代表理事あいさつ

わたしの娘の白血病がわかったのは10月22日。わかったと同時に入院治療となり、そのままわたしも病院で付き添い生活をしています。今、一ヶ月半を過ぎました。

治療の最短ルートを進んだとして、入院は来年5月まで続きます。最短でも7ヶ月間、娘は治療を受けるため、わたしは娘のサポートのため、ここ(病院内)でふたりで生活するということです。

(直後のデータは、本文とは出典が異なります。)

Issue #313, opened 2023-06-21
FuseSoC parameters without flags


StMiky:
## Description

_Requested by @davideschiavone_

_X-HEEP_'s main `.core` file use FuseSoC flags to set build parameters (Verilog parameters) instead of directly including them in the target. This extra step is unnecessary since FuseSoC supports parameter definiton directly in the command-line (as shown by `fusesoc run ... openhwgroup.org:systems:core-v-mini-mcu --help`). Avoiding flag definition simplifies the command line to launch FuseSoC target rules.

PR #314, opened 2023-06-21
Directly use FuseSoC parameters (no flags)

StMiky:
## Description
Tentative solution to #313.

## Status
**Not** properly tested yet and not applicable for Verilog `define`s or flags that are also used to conditionally include filesets.


StMiky:
Issue handled by @davideschiavone from now on.

Issue #311, opened 2023-06-16
[hal] Modification in interrupt handler assignment


JuanSapriza:
Currently, the interrupt handlers are defined as weak functions in `plic.c`:
```C
__attribute__((weak, optimize("O0"))) void handler_irq_uart( void ) { } 
```
Added to an array of function pointer:
```C
handler_funct_t handlers[PLIC_INTR_SRCS_NUM] = {&handler_irq_uart, 
                                                &handler_irq_gpio, 
                                                &handler_irq_i2c, 
                                                &handler_irq_spi,
                                                &handler_irq_ext};
```
and then, when an interrupt happens, the PLIC checks which pin triggered the interrupt. Then locates that pin inside one of the possible ranges: 
```C
...
#define I2C_ID_START    33
#define I2C_ID_END      48
#define SPI_ID          49
#define EXT_IRQ_START   50
#define EXT_IRQ_END     63
```

Each of which correspond to one of the handler functions. The function is then called through the pointer 
```C
void handler_irq_external(void){
  plic_irq_id_t int_id = 0;
  plic_result_t res = plic_irq_claim(&int_id);
  irq_sources_t type = plic_get_irq_src_type(int_id);
  if(type != IRQ_BAD) {
    handlers[type]();               // HERE THE FUNCTION IS CALLED
    plic_intr_flag = 1;
    plic_irq_complete(&int_id);
  }
}
```

The weak implementations can then be redefined in the application to attend the interrupt.

A problem appears when the application uses an external peripheral. The `handler_irq_ext` has no way of determining which pin was the source of the interrupt and, therefore, if it corresponds to it. 

One possible solution is to pass the id of the pin to the handler: 
```C
void handler_irq_external(void){
  plic_irq_id_t int_id = 0;
  plic_result_t res = plic_irq_claim(&int_id);
  irq_sources_t type = plic_get_irq_src_type(int_id);
  if(type != IRQ_BAD) {
    handlers[type]( int_id );       // THE INTERRUPT ID IS PASSED
    plic_intr_flag = 1;

    plic_irq_complete(&int_id);
  }
}
```

A minor inconvenience of this solution is that it requires every handler to take a parameter (to use the function-pointer-array), despite they will not use it. 
```C
__attribute__((weak, optimize("O0"))) void handler_irq_uart(plic_irq_id_t id) { } 
```

[...]

PR #315, opened 2023-06-22
Interrupt ID to the intr handlers of the PLIC

JuanSapriza:
Because some interrupt handlers need to know what the source of the interrupt was, all handlers needed to take a parameter with the interrupt ID. 
That was added and changed were necessary. 

This was of interest to @StMiky 
@StefanoAlbini96 could you review?

### DIFF
--- a/sw/applications/example_gpio_cnt/main.c
+++ b/sw/applications/example_gpio_cnt/main.c
@@ -49,7 +49,7 @@ Notes:
 // plic_params_t rv_plic_params;
 // plic_t rv_plic;
 plic_result_t plic_res;
-// plic_irq_id_t intr_num;
+// uint32_t intr_num;
 
 // void handler_irq_external(void) {
 //     // Claim/clear interrupt
--- a/sw/applications/example_power_gating_core/main.c
+++ b/sw/applications/example_power_gating_core/main.c
@@ -157,7 +157,7 @@ int main(int argc, char *argv[])
     }
     CSR_SET_BITS(CSR_REG_MSTATUS, 0x8);
 
-    plic_irq_id_t intr_num;
+    uint32_t intr_num;
     plic_irq_complete(&intr_num);
 #endif
 
--- a/sw/applications/example_virtual_flash/main.c
+++ b/sw/applications/example_virtual_flash/main.c
@@ -24,7 +24,7 @@
 
 // Interrupt controller variables
 plic_result_t plic_res;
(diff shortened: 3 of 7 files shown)


JuanSapriza:
This cannot be built with clang :upside_down_face: 

```
 In file included from /__w/x-heep/x-heep/sw/applications/spi_flash_write/main.c:13:
/__w/x-heep/x-heep/sw/device/lib/drivers/rv_plic/rv_plic.h:103:33: error: a parameter list without types is only allowed in a function definition
typedef void (*handler_funct_t)(plic_irq_id_t);
```

It seems that CLANG messes up with the `typedef` of the `plic_irq_id_t` as the parameter. To overcome this, I removed the `typedef uint32_t plic_irq_id_t` and used plainly `uint32_t`. This builds in both cases. 

@StefanoAlbini96 please confirm if this is still acceptable.

JuanSapriza:
Related to #311

StMiky:
Thank you @JuanSapriza. I tested this on my system with external interrupts and had no issues :v:

StMiky:
> Thank you @JuanSapriza. I tested this in my system with external interrupts and had no issues v

Actually I had to patch the number of sources (`PLIC_INTR_SRCS_NUM`) from 5 to 6 in [`rv_plic.h`](https://github.com/JuanSapriza/x-heep/blob/6b16e84b69c7bd2fd19a716186bcd288bbd6a139/sw/device/lib/drivers/rv_plic/rv_plic.h#L56) for the compiler to actually map `handler_irq_ext` in `handlers`.

JuanSapriza:
> Actually I had to fix the number of sources (`PLIC_INTR_SRCS_NUM`) from 5 to 6 in [`rv_plic.h`](https://github.com/JuanSapriza/x-heep/blob/6b16e84b69c7bd2fd19a716186bcd288bbd6a139/sw/device/lib/drivers/rv_plic/rv_plic.h#L56). To avoid similar issues in the future, and unless that macro is necessary somewhere else, a possibility is to omit it as it is not strictly necessary for the definition of the `handlers[]` array.

Indeed, this how I had it, but forgot to make this change on the PR. Good catch! I will update it ASAP

JuanSapriza:
Will update changes from main and re-submit

JuanSapriza:
@StefanoAlbini96 this is ready for you review

StefanoAlbini96 (approved):

PR #320, opened 2023-06-23
add ports to DMA to write to addresses coming from port2 of DMA

davideschiavone:


davideschiavone:
@JuanSapriza , @JoseCalero - the APP does not compile if MEMORY_BANKS < 3 - what can we do?

sw/device/lib/drivers/dma/dma.c
```diff
@@ -697,11 +706,14 @@ dma_config_flags_t dma_load_transaction( dma_trans_t *p_trans )
...
-                    DMA_PTR_INC_DST_PTR_INC_MASK,
-                    DMA_PTR_INC_DST_PTR_INC_OFFSET );
+
+    if(dma_cb.trans->mode != DMA_TRANS_MODE_ADDRESS) {
+        //printf("dst inc - ");
+        write_register(  get_increment_b( dma_cb.trans->dst ),
+                        DMA_PTR_INC_REG_OFFSET,
+                        DMA_PTR_INC_DST_PTR_INC_MASK,
+                        DMA_PTR_INC_DST_PTR_INC_OFFSET );
+    }
```
JuanSapriza, line 716: I understand that in _ADDRESS MODE_ the destination increment is ignored right? 
I will add this to the documentation, but can we add a comment here to make it explicit?

sw/device/lib/drivers/dma/dma.c
```diff
@@ -675,8 +675,17 @@ dma_config_flags_t dma_load_transaction( dma_trans_t *p_trans )
...
-    dma_cb.peri->DST_PTR = dma_cb.trans->dst->ptr;
-    
+
+    if(dma_cb.trans->mode != DMA_TRANS_MODE_ADDRESS) {
+        /*
+            Write to the destination pointers only if we are not in address mode,
+            otherwise the destination address is read in a separate port in parallel with the data
+            from the address port
+        */
+        dma_cb.peri->DST_PTR = dma_cb.trans->dst->ptr;
```
JuanSapriza, line 685: The agreed format in the FW team was to use the curly braces in their own line. We should correct these occurrences for consistency (at least in the HAL, the examples are not so consistent on this, they should go on a refactor at some point)

JuanSapriza (changes requested):
Just leaving two minor comments from the format point fo view

sw/device/lib/drivers/dma/dma.c
davideschiavone: correct

sw/device/lib/drivers/dma/dma.c
davideschiavone: how shall I modify them?

JuanSapriza:
This was tested on both FPGA (flash_load) and Verilator (even without the PRINTFs it takes a while) and works just fine. 
It should be good for merging straight away after the requested changes.

sw/device/lib/drivers/dma/dma.c
JuanSapriza: We should do: 
```C
    if(dma_cb.trans->mode != DMA_TRANS_MODE_ADDRESS) 
    {
        /*
            Write to the destination pointers only if we are not in address mode,
            otherwise the destination address is read in a separate port in parallel with the data
            from the address port
        */
        dma_cb.peri->DST_PTR = dma_cb.trans->dst->ptr;
     } 
     else 
     {
        dma_cb.peri->ADDR_PTR = dma_cb.trans->src_addr->ptr;
     }
```

PR #322, opened 2023-06-28
refactoring of examples

JuanSapriza:
During the testing of all example apps we faced several minor issues that can be tackled without affecting each other. We will be assessing those issues in this PR. 
So far this includes: 

* Changing occurrences of `printf` for `PRINTF` so it can be disabled by default for simulation and enabled for FPGA: 
```C
/* Change this value to 0 to disable prints for FPGA and enable them for simulation. */
#define DEFAULT_PRINTF_BEHAVIOR 1

#ifdef TARGET_PYNQ_Z2 
    #define ENABLE_PRINTF DEFAULT_PRINTF_BEHAVIOR
#else 
    #define ENABLE_PRINTF !DEFAULT_PRINTF_BEHAVIOR
#endif

#if ENABLE_PRINTF
#else
  #define PRINTF(...)
#endif 
```

* Add `\r` on PRINTFs to better visualize them on `screen`.
* Rename example apps so they follow the standard `example_*`.
* Reduced the size of large buffers in `dma` and `i2s` examples so they don't require more memory banks. 
* Standardized some PRINTF messages of `success` and `failure`


Makefile
```diff
@@ -51,6 +51,10 @@ ARCH     ?= rv32imc
 # Path relative from the location of sw/Makefile from which to fetch source files. The directory of that file is the default value.
 SOURCE 	 ?= "."
 
+# Number of memory banks. Set to 3 by default to allow the testing of ram retention examples
+MEMORY_BANKS 	?= 3
```
davideschiavone, line 55: this I cannot accept it :) must be 2 otherwise we break compatibility with existing systems

davideschiavone (changes requested):

Makefile
JuanSapriza: You mean any project should now modify their external Makefile to force mcu-gen to include `MEMORY_BANKS=2`. 
I can agree thats far from nice. 

Options I see are:  
1. We use 3 mb by default (requires project depending on the 2 mb to make a change on their external Makefile) 
2. We find a way of making the `set_retentive` apps work with 2 mb (no idea if this is even feasible) 
3. We make all tests with `MEMORY_BANKS=3` (but if someone trying an app as-is -with 2 mb-, it might not work)
4. We test only these apps with `MEMORY_BANKS=3` (it would slow down testing and pose a slight challenge if we try to automate tests)

Opinions?   @davideschiavone @simone-machetti

JuanSapriza: This change was overturned

sw/applications/example_ams_peripheral/main.c
```diff
@@ -19,29 +19,22 @@ int main(int argc, char *argv[])
         unsigned int AMS_START_ADDRESS = EXT_PERIPHERAL_START_ADDRESS + 0x1000;
         mmio_region_t ams_base_addr = mmio_region_from_addr((uintptr_t)AMS_START_ADDRESS);
 
-        printf("0");
```
davideschiavone, line 22: pls keep these printf in this specific example

davideschiavone (changes requested):

sw/applications/example_ams_peripheral/main.c
davideschiavone: compulsory (it is an analog example, we need those...)

JuanSapriza: done

sw/applications/example_set_retentive_external_ram_blocks/main.c
```diff
@@ -1,5 +1,5 @@
 // Copyright EPFL contributors.
-// Licensed under the Apache License, Version 2.0, see LICENSE for details.
+// Licensed under the Apache License, Version 2.0, see LICENSE for details.\n
```
davideschiavone, line 2: shouldn't we change this application to return EXIT_SUCCESS in case NUM_BANKS = 2? 

AFAIK, the CI uses MEMBANKS = 3, can we change it to 2?

sw/applications/example_dma/main.c
```diff
@@ -18,25 +18,31 @@
 #define TEST_ADDRESS_MODE_EXTERNAL_DEVICE
 
 #define TEST_DATA_SIZE      16
-#define TEST_DATA_LARGE     4096
+#define TEST_DATA_LARGE     1024
```
davideschiavone, line 21: you can put back 4096 if you want, or does it compile with 2 banks like this?

in case it does not, please guard the application to run only with MEMBANKS > 2

otherwise warning and report 0

davideschiavone: nice

davideschiavone:
let me know when I need to review it, do not set it as a `draft PR` when it is ready @JuanSapriza

sw/applications/example_set_retentive_external_ram_blocks/main.c
JuanSapriza: The CI is currently using 6 (at the time freertos required 5). It can be reduced to 2. We could make an issue, but we might want to review this before going for the simulation CI. 

Regarding this app, this works with 2mb (my comment at the top of this PR was wrong). 

Also, good catch with that `\n`

JuanSapriza:
> let me know when I need to review it, do not set it as a `draft PR` when it is ready @JuanSapriza

It should be good now. I was planning on leaving this as a draft until we finish all tests, but we can merge and open a new one if we need.

davideschiavone (commented):
we need to change the set_retentive app

sw/applications/example_set_retentive_external_ram_blocks/main.c
JuanSapriza: I tried it with 2mb and it worked properly and returned `SUCCESS`

davideschiavone: but here it is written return failire https://github.com/JuanSapriza/x-heep/blob/bf52f256048d5ad0e904f58debef9d86673e9407/sw/applications/example_set_retentive_ram_blocks/main.c#L70

JuanSapriza: but this is the example set retentive EXTERNAL ram blocks, which i guess makes sense it does not have this issue. 

What i can do is change the name to `example_set_retentive_ram_blocks_external` so the difference is left at the end of the name to avoid further confusions

JuanSapriza: Done

PR #339, opened 2023-07-05
fix #338

### LINKED ISSUE #338: bug in applications to wait for interrupts
We wrote

```
    while ( ! CONDITION ) {
        // disable_interrupts
        // this does not prevent waking up the core as this is controlled by the MIP register
        CSR_SET_BITS(CSR_REG_MSTATUS, 0x0);
        if ( CONDITION == 0 ) {
            wait_for_interrupt();
            //from here we wake up even if we did not jump to the ISR
        }
        CSR_SET_BITS(CSR_REG_MSTATUS, 0x8);
    }
```

should be

```
    while ( ! CONDITION ) {
        // disable_interrupts
        // this does not prevent waking up the core as this is controlled by the MIP register
        CSR_CLEAR_BITS(CSR_REG_MSTATUS, 0x8);
        if ( CONDITION == 0 ) {
            wait_for_interrupt();
            //from here we wake up even if we did not jump to the ISR
        }
        CSR_SET_BITS(CSR_REG_MSTATUS, 0x8);
    }
```

`CSR_CLEAR_BITS(CSR_REG_MSTATUS, 0x8);` should be used to disable interruipts

davideschiavone:


davideschiavone:
@JuanSapriza -  I tried the 3 applications on Verilator and they work as expected

JuanSapriza (approved):
I tested on FPGA `example_dma` and `example_gpio_intr` for both `flash_load` and `flash_exec`. Both work correctly. 

Later we should change the 10 cases where a `wait_for_interrupt()` is called without the interrupt disable/enable safeguard.

PR #349, opened 2023-07-18
adding attributes and mux pad parameters in mcu-gen

davideschiavone:
With and without pad attributes:

- [x] try questasim
- [x] try vcs
- [x] try verilator (run all apps)
- [x] try heeperator
- [x] try vivado


JuanSapriza:
All apps where tested with verilator using the `test_all.sh` script from #341, only the SPI ones did not work (as expected).

PR #351, opened 2023-07-20
moved fpnew in its own directory

davideschiavone:


hw/vendor/pulp_platform_fpnew.core
```diff
@@ -0,0 +1,48 @@
...
+
+# Copyright 2021 OpenHW Group
+# Solderpad Hardware License, Version 2.1, see LICENSE.md for details.
+# SPDX-License-Identifier: Apache-2.0 WITH SHL-2.1
+
+name: "pulp-platform.org::fpnew"
+description: "PULP Platform RISC-V FPU"
+
+filesets:
+  files_rtl:
```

病院では、安心して最善で最先端の治療を受けています。それは間違いありません。

しかし、付き添い家族の生活は、正直にいって楽なものではないです。

 

子どものためだろ、文句があるのか?

と思われる方もいらっしゃるかもしれません。

わたしたちは、文句はないのです。誰も文句や泣き言は言わず、ただただ子どものお世話をし、治療が滞りなく進められるようサポートしています。

 

しかし、入院期間が数日ではなく数ヶ月~何年もに及ぶ場合、ここでの時間はもはや「生活」「暮らし」です。

であるならば、患者=子どもにも、付き添い=その家族にも、日常生活として最低限の食、住、快、が許されてもよいのではないかと考えずにいられませんでした。

 

なにも、ここでおもしろおかしく過ごしたいとか、美味しいスイーツを食べたいとか、贅沢したい、ということでは決してありません。

 

 

生活のもっとも基本の部分だけ、そこだけでいいのです。


このプロジェクトは、今後、入院されるであろう子と家族にも続けていけるものにしたいと考えています。

 

親、家族は究極的には、「子どもと、治療とに向き合うだけの日々でも構わない」とだれしも言うと思います。

大切な子どもの命ですから。ほんとうにその思いがすべてなんです。

 

でも、ただ、ただ、ほんの少しだけ、ここの生活の質をあげたい。

単純に病気の治療、ただの付き添い家族として耐え忍ぶものではなく、健やかに、時には笑顔もある当たり前の生活、子育て、暮らしに近づけたい。

おそらく今の状況も何十年も前から比べれば、先駆者たちによって、よくなっているのでしょう。

ですが、まだまだできることはあります。

 

家に残された家族のケアも、ゆくゆくは考えています。

 

そういった活動を、無償のボランティアというような継続しにくい形態ではなく、賛同してくださる方たちからの資金と、助成金を駆使して事業として継続していきたいです。